Instruction Encoding

1. Format Overview

Every pccx v002 instruction is fixed 64 bits long and follows this top-level layout.

Bits

Field

Description

[63:60]

opcode

4 bits. Up to 16 opcodes; 5 in use today.

[59:0]

instruction body

60 bits.

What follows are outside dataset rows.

PR #5160, opened 2023-09-18
Fix reliability and time consumption of testInitialConnectionTimings test

rablador:
- - -
This change is [Reviewable](https://reviewable.io/reviews/mullvad/mullvadvpn-app/5160)

### DIFF
--- a/ios/MullvadVPN.xcodeproj/project.pbxproj
+++ b/ios/MullvadVPN.xcodeproj/project.pbxproj
@@ -393,16 +393,17 @@
 		7A11DD0B2A9495D400098CD8 /* AppRoutes.swift in Sources */ = {isa = PBXBuildFile; fileRef = 5802EBC42A8E44AC00E5CE4C /* AppRoutes.swift */; };
 		7A1A26432A2612AE00B978AA /* PaymentAlertPresenter.swift in Sources */ = {isa = PBXBuildFile; fileRef = 7A1A26422A2612AE00B978AA /* PaymentAlertPresenter.swift */; };
 		7A21DACF2A30AA3700A787A9 /* UITextField+Appearance.swift in Sources */ = {isa = PBXBuildFile; fileRef = 7A21DACE2A30AA3700A787A9 /* UITextField+Appearance.swift */; };
+		7A2960F62A963F7500389B82 /* AlertCoordinator.swift in Sources */ = {isa = PBXBuildFile; fileRef = 7A2960F52A963F7500389B82 /* AlertCoordinator.swift */; };
+		7A2960FD2A964BB700389B82 /* AlertPresentation.swift in Sources */ = {isa = PBXBuildFile; fileRef = 7A2960FC2A964BB700389B82 /* AlertPresentation.swift */; };
 		7A307AD92A8CD8DA0017618B /* Duration.swift in Sources */ = {isa = PBXBuildFile; fileRef = 7A307AD82A8CD8DA0017618B /* Duration.swift */; };
 		7A307ADB2A8F56DF0017618B /* Duration+Extensions.swift in Sources */ = {isa = PBXBuildFile; fileRef = 7A307ADA2A8F56DF0017618B /* Duration+Extensions.swift */; };
 		7A33538F2AA9FF1600F0A71C /* SimulatorTunnelProviderManager.swift in Sources */ = {isa = PBXBuildFile; fileRef = 7A33538E2AA9FF1600F0A71C /* SimulatorTunnelProviderManager.swift */; };
 		7A3353912AAA014400F0A71C /* SimulatorVPNConnection.swift in Sources */ = {isa = PBXBuildFile; fileRef = 7A3353902AAA014400F0A71C /* SimulatorVPNConnection.swift */; };
 		7A3353932AAA089000F0A71C /* SimulatorTunnelInfo.swift in Sources */ = {isa = PBXBuildFile; fileRef = 7A3353922AAA089000F0A71C /* SimulatorTunnelInfo.swift */; };
 		7A3353972AAA0F8600F0A71C /* OperationBlockObserverSupport.swift in Sources */ = {isa = PBXBuildFile; fileRef = 7A3353962AAA0F8600F0A71C /* OperationBlockObserverSupport.swift */; };
-		7A2960F62A963F7500389B82 /* AlertCoordinator.swift in Sources */ = {isa = PBXBuildFile; fileRef = 7A2960F52A963F7500389B82 /* AlertCoordinator.swift */; };
-		7A2960FD2A964BB700389B82 /* AlertPresentation.swift in Sources */ = {isa = PBXBuildFile; fileRef = 7A2960FC2A964BB700389B82 /* AlertPresentation.swift */; };
 		7A42DEC92A05164100B209BE /* SettingsInputCell.swift in Sources */ = {isa = PBXBuildFile; fileRef = 7A42DEC82A05164100B209BE /* SettingsInputCell.swift */; };
 		7A42DECD2A09064C00B209BE /* SelectableSettingsCell.swift in Sources */ = {isa = PBXBuildFile; fileRef = 7A42DECC2A09064C00B209BE /* SelectableSettingsCell.swift */; };
+		7A6B4F592AB8412E00123853 /* TunnelMonitorTimings.swift in Sources */ = {isa = PBXBuildFile; fileRef = 7A6B4F582AB8412E00123853 /* TunnelMonitorTimings.swift */; };
 		7A7AD28D29DC677800480EF1 /* FirstTimeLaunch.swift in Sources */ = {isa = PBXBuildFile; fileRef = 7A7AD28C29DC677800480EF1 /* FirstTimeLaunch.swift */; };
 		7A7AD28F29DEDB1C00480EF1 /* SettingsHeaderView.swift in Sources */ = {isa = PBXBuildFile; fileRef = 7A7AD28E29DEDB1C00480EF1 /* SettingsHeaderView.swift */; };
 		7A818F1F29F0305800C7F0F4 /* RootConfiguration.swift in Sources */ = {isa = PBXBuildFile; fileRef = 7A818F1E29F0305800C7F0F4 /* RootConfiguration.swift */; };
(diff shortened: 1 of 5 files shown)


buggmagnet (changes requested):
> *[Reviewable](https://reviewable.io/reviews/mullvad/mullvadvpn-app/5160)* status: 4 of 5 files reviewed, 5 unresolved discussions (waiting on @rablador)

___
*[`ios/MullvadVPN.xcodeproj/project.pbxproj` line 406 at r1](https://reviewable.io/reviews/mullvad/mullvadvpn-app/5160#-NecaqhV-Fz9ibrmOU-v:-NecaqhV-Fz9ibrmOU-w:b-jiyt9m) ([raw file](https://github.com/mullvad/mullvadvpn-app/blob/85b08ef2713a781dd78628eee2becec7a3b85476/ios/MullvadVPN.xcodeproj/project.pbxproj#L406)):*
> ```
> 		7A42DEC92A05164100B209BE /* SettingsInputCell.swift in Sources */ = {isa = PBXBuildFile; fileRef = 7A42DEC82A05164100B209BE /* SettingsInputCell.swift */; };
> 		7A42DECD2A09064C00B209BE /* SelectableSettingsCell.swift in Sources */ = {isa = PBXBuildFile; fileRef = 7A42DECC2A09064C00B209BE /* SelectableSettingsCell.swift */; };
> 		7A6B4F592AB8412E00123853 /* TunnelMonitorTimings.swift in Sources */ = {isa = PBXBuildFile; fileRef = 7A6B4F582AB8412E00123853 /* TunnelMonitorTimings.swift */; };
> ```

Please move the file after `TunnelMonitorProtocol.swift`
___
*[`ios/PacketTunnelCoreTests/TunnelMonitorTests.swift` line 62 at r1](https://reviewable.io/reviews/mullvad/mullvadvpn-app/5160#-NeccNoxCvdDmj6RJeJH:-NeccNoxCvdDmj6RJeJI:bnf869m) ([raw file](https://github.com/mullvad/mullvadvpn-app/blob/85b08ef2713a781dd78628eee2becec7a3b85476/ios/PacketTunnelCoreTests/TunnelMonitorTests.swift#L62)):*
nit
I would say that the documentation bit is redundant here, we already established the timeouts when creating the `timings` variable. 

The part that says
> default first connection attempt starts at 4 second timeout, then doubles with each subsequent attempt, while being capped at 15s max.

Is probably more relevant in the `TunnelMonitor` file, or maybe the `TunnelMonitorTimings` file itself. 

But it's not a big deal either.
___
*[`ios/PacketTunnelCoreTests/TunnelMonitorTests.swift` line 73 at r1](https://reviewable.io/reviews/mullvad/mullvadvpn-app/5160#-NecdgdREGH0leJ7xDdp:-NecdgdSDCPwKlWT5rwG:bg69hgf) ([raw file](https://github.com/mullvad/mullvadvpn-app/blob/85b08ef2713a781dd78628eee2becec7a3b85476/ios/PacketTunnelCoreTests/TunnelMonitorTests.swift#L73)):*
> ```Swift
> 
>         // Calculate the amount of time necessary to perform the test adding some leeway.
>         let timeout = expectedTimings.reduce(1000, +)
> ```

On my machine, this runs roughly in 900ms, so that leeway could work. But it can easily run slower in a VM / on the CI environment. 

Just today I had a test where it ran in 43.017 seconds instead of the original 42 seconds. 

So it would also fail here for the wrong reasons. 

I suggest being conserative and tripling that value for now, so 3 seconds expected at most. 
This should be low enough that we never wait too long, and high enough that if there is a deadlock, it doesn't make the test runner stall for too long before moving on.
___
*[`ios/PacketTunnelCoreTests/TunnelMonitorTests.swift` line 98 at r1](https://reviewable.io/reviews/mullvad/mullvadvpn-app/5160#-NecfPEN2bU-ARUmX-pP:-NecfPEN2bU-ARUmX-pQ:b-36uwj9) ([raw file](https://github.com/mullvad/mullvadvpn-app/blob/85b08ef2713a781dd78628eee2becec7a3b85476/ios/PacketTunnelCoreTests/TunnelMonitorTests.swift#L98)):*
Currently it's printing 
> [1/3] connectionLost, time elapsed: 100s

You can use the following trick to avoid computing time manually
`let measuredTimeElapsed = Measurement(value: Double(timeElapsed), unit: UnitDuration.milliseconds)`

Then if you want to convert you can simply do `measuredTimeElapsed.converted(to: UnitDuration.seconds)` 
___
*[`ios/PacketTunnelCoreTests/TunnelMonitorTests.swift` line 148 at r1](https://reviewable.io/reviews/mullvad/mullvadvpn-app/5160#-NeciJTz8ShJcl7yAxk_:-NeciJTz8ShJcl7yAxka:b544t80) ([raw file](https://github.com/mullvad/mullvadvpn-app/blob/85b08ef2713a781dd78628eee2becec7a3b85476/ios/PacketTunnelCoreTests/TunnelMonitorTests.swift#L148)):*
> ```Swift
> 
>     private func roundToHundreds(_ value: Int) -> Int {
>         return (value / 100 * 100) + ((value % 100) / 50 * 100)
> ```

Couple of things come to mind here 

- This could probably be an extension on `Int` instead
- The first expression `(value / 100 * 100)` is redundant... Unless we're dealing with `Double` 

Which we are, because we're doing maths on `TimeInterval` 
Also I think the whole computation is unnecessary. 
Instead of rounding our values, we should just use the `accuracy` option of `XCTestEqual` 

If I do the following instead 
`let elapsed = Int(Date().timeIntervalSince(startDate) * 1000)
Then I can simply do 
`XCTAssertEqual(elapsed, expectedDuration, accuracy: 10, "Some fancy error message here")`


Without doing any complicated maths.

rablador (commented):
> *[Reviewable](https://reviewable.io/reviews/mullvad/mullvadvpn-app/5160)* status: 4 of 5 files reviewed, 4 unresolved discussions (waiting on @buggmagnet)

___
*[`ios/MullvadVPN.xcodeproj/project.pbxproj` line 406 at r1](https://reviewable.io/reviews/mullvad/mullvadvpn-app/5160#-NecaqhV-Fz9ibrmOU-v:-NegSLNVDS3p7-zUKWbD:b-896fix) ([raw file](https://github.com/mullvad/mullvadvpn-app/blob/85b08ef2713a781dd78628eee2becec7a3b85476/ios/MullvadVPN.xcodeproj/project.pbxproj#L406)):*

Please move the file after `TunnelMonitorProtocol.swift`
</blockquote></details>

Done.
___
*[`ios/PacketTunnelCoreTests/TunnelMonitorTests.swift` line 62 at r1](https://reviewable.io/reviews/mullvad/mullvadvpn-app/5160#-NeccNoxCvdDmj6RJeJH:-NegS0zJ3xD1xl7bY0ej:bss4a2b) ([raw file](https://github.com/mullvad/mullvadvpn-app/blob/85b08ef2713a781dd78628eee2becec7a3b85476/ios/PacketTunnelCoreTests/TunnelMonitorTests.swift#L62)):*

nit
I would say that the documentation bit is redundant here, we already established the timeouts when creating the `timings` variable. 

The part that says
> default first connection attempt starts at 4 second timeout, then doubles with each subsequent attempt, while being capped at 15s max.

Is probably more relevant in the `TunnelMonitor` file, or maybe the `TunnelMonitorTimings` file itself. 

But it's not a big deal either.
</blockquote></details>

Removed.
___
*[`ios/PacketTunnelCoreTests/TunnelMonitorTests.swift` line 73 at r1](https://reviewable.io/reviews/mullvad/mullvadvpn-app/5160#-NecdgdREGH0leJ7xDdp:-NegQL5T0tOrIJlUdPXy:bkctd81) ([raw file](https://github.com/mullvad/mullvadvpn-app/blob/85b08ef2713a781dd78628eee2becec7a3b85476/ios/PacketTunnelCoreTests/TunnelMonitorTests.swift#L73)):*

On my machine, this runs roughly in 900ms, so that leeway could work. But it can easily run slower in a VM / on the CI environment. 

Just today I had a test where it ran in 43.017 seconds instead of the original 42 seconds. 

So it would also fail here for the wrong reasons. 

I suggest being conserative and tripling that value for now, so 3 seconds expected at most. 
This should be low enough that we never wait too long, and high enough that if there is a deadlock, it doesn't make the test runner stall for too long before moving on.
</blockquote></details>

Not that much, though? Perhaps upping to 1500? 
If each individual measure is about 100-300 millis, adding 3000 as leeway is a little overkill (not that it really matters). What I mean is that if we're going with your proposal below to use "accuracy" when asserting the time elapsed, I think 50ms would be good for that. Everything outside that will fail. So if all four asserts fail there's going to be 200ms added in total. Ie, if the tests takes more that 1100 millis it should fail anyway.
___
*[`ios/PacketTunnelCoreTests/TunnelMonitorTests.swift` line 98 at r1](https://reviewable.io/reviews/mullvad/mullvadvpn-app/5160#-NecfPEN2bU-ARUmX-pP:-NegPMj4EaAMzlAdeTAZ:b3ymb4w) ([raw file](https://github.com/mullvad/mullvadvpn-app/blob/85b08ef2713a781dd78628eee2becec7a3b85476/ios/PacketTunnelCoreTests/TunnelMonitorTests.swift#L98)):*

Currently it's printing 
> [1/3] connectionLost, time elapsed: 100s

You can use the following trick to avoid computing time manually
`let measuredTimeElapsed = Measurement(value: Double(timeElapsed), unit: UnitDuration.milliseconds)`

Then if you want to convert you can simply do `measuredTimeElapsed.converted(to: UnitDuration.seconds)`
</blockquote></details>

Oh, simply forgot to add an "m". I like your suggestion, but perhaps a little overkill?
___
*[`ios/PacketTunnelCoreTests/TunnelMonitorTests.swift` line 148 at r1](https://reviewable.io/reviews/mullvad/mullvadvpn-app/5160#-NeciJTz8ShJcl7yAxk_:-NegJ20l342tBytIEoeT:b-qn5eat) ([raw file](https://github.com/mullvad/mullvadvpn-app/blob/85b08ef2713a781dd78628eee2becec7a3b85476/ios/PacketTunnelCoreTests/TunnelMonitorTests.swift#L148)):*
> The first expression `(value / 100 * 100)` is redundant...

Since we're dealing with integers there's some rounding going on here. Eg. 123 / 100 * 100 = 100.

The reason for normalising the values is that we - apart from the assertion - also print out what happens. So in `Expected to report connection loss after \(expectedDuration)s, instead reported it after \(timeElapsed)s` we probably want numbers that match.

I do agree that accuracy in XCTAssertEqual is generally a better choice (didn't know about it until now), but I'm not sure what to do about those logs. Maybe `Expected to report connection loss after *roughly* \(expectedDuration)s [...]` or something?

rablador (commented):
> *[Reviewable](https://reviewable.io/reviews/mullvad/mullvadvpn-app/5160)* status: 4 of 5 files reviewed, 4 unresolved discussions (waiting on @buggmagnet)

___
*[`ios/PacketTunnelCoreTests/TunnelMonitorTests.swift` line 98 at r1](https://reviewable.io/reviews/mullvad/mullvadvpn-app/5160#-NecfPEN2bU-ARUmX-pP:-Neh9Mvg33wp7sp0vLCr:b-tqkdqa) ([raw file](https://github.com/mullvad/mullvadvpn-app/blob/e8de84cee7c8329733d47ed36adc831586838cdc/ios/PacketTunnelCoreTests/TunnelMonitorTests.swift#L98)):*

Oh, simply forgot to add an "m". I like your suggestion, but perhaps a little overkill?
</blockquote></details>

Discussed offline and the decision was to leave it as-is

buggmagnet (approved):
nice job ! 

> *[Reviewable](https://reviewable.io/reviews/mullvad/mullvadvpn-app/5160#-:-NehAXUhAmrvX8VH3xkv:b-v5yun4)* status: 4 of 5 files reviewed, all discussions resolved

Per-opcode layouts are detailed in §3.

2. Opcode Table

Opcode

Mnemonic

Function

Primary fields

4'h0

GEMV

Matrix × vector

dest_reg, src_addr, flags, shape_ptr, size_ptr, parallel_lane

4'h1

GEMM

Matrix × matrix

Identical layout to GEMV

4'h2

MEMCPY

Device-to-device data movement

from_device, to_device, dest_addr, src_addr, aux_addr, shape_ptr, async

4'h3

MEMSET

Constant Cache write

dest_cache, dest_addr, a/b/c_value

4'h4

CVO

Complex Vector Op (SFU)

cvo_func, src_addr, dst_addr, length, flags, async

4'h54'hF

reserved

Reserved for future extensions

3. Decode Flow

The host writes instructions into the AXI-Lite CMD_IN FIFO. The decode path is:

        flowchart TB
  CMD[[AXI-Lite<br/>CMD_IN FIFO]] --> DEC["Decoder<br/>(ctrl_npu_decode)<br/>opcode[63:60] branch"]
  DEC -->|control μop<br/>memory μop<br/>CVO μop| DISP["Dispatcher<br/>(ctrl_dispatcher)"]
  GS[[Global Scheduler<br/>dependency / hazard check]] -.-> DISP
  DISP --> GEMM[GEMM ctrl]
  DISP --> GEMV[GEMV ctrl]
  DISP --> MC[MEMCTRL<br/>ACP / NPU]
  DISP --> MS[MEMSET<br/>Constant]
  DISP --> CVO[CVO ctrl]
    

4. μop Decomposition

Inside the dispatcher, each opcode decomposes into the following μops.

μop type

Fields

gemm_control_uop_t

flags (6 bit) + size_ptr_addr (6 bit) + parallel_lane (5 bit)

GEMV_control_uop_t

Same layout as gemm_control_uop_t

memory_control_uop_t (49 bit)

data_route (8 bit) + dest_addr + src_addr + shape_ptr + async

memory_set_uop_t

dest_cache (2 bit) + dest_addr + a/b/c_value (16 bit × 3)

cvo_control_uop_t

cvo_func (4 bit) + src_addr + dst_addr + length + flags + async

5. Memory Routing Encoding

The from_device + to_device pair in MEMCPY is expanded inside the Control Unit into an 8-bit route enum (data_route_e).

Route

Encoding

Path

from_host_to_L2

8'h01

Host DDR4 → L2 cache

from_L2_to_host

8'h10

L2 cache → host DDR4

from_L2_to_L1_GEMM

8'h12

L2 → GEMM L1

from_L2_to_L1_GEMV

8'h13

L2 → GEMV L1

from_L2_to_CVO

8'h14

L2 → SFU

from_GEMM_res_to_L2

8'h21

GEMM result → L2

from_GEMV_res_to_L2

8'h31

GEMV result → L2

from_CVO_res_to_L2

8'h41

SFU result → L2

6. Pointer / Parameter Registers

The ISA uses 6-bit pointers to index small entries in the Constant Cache.

Pointer

Width

Content

shape_ptr_addr

6 bit

Tensor shape metadata (M, N, K).

size_ptr_addr

6 bit

Tile sizes, loop bounds, etc.

ptr_addr_t (shared)

6 bit

Index into the 64-entry Constant Cache.

Pointer entries are preloaded by MEMSET (see the MEMSET section of Per-Instruction Dataflow).

7. Address Space

Field

Width

Address space

dest_addr / src_addr

17 bit

128 K entries (indexed by L2 cache block).

aux_addr

17 bit

MEMCPY auxiliary address (e.g., host DDR offset).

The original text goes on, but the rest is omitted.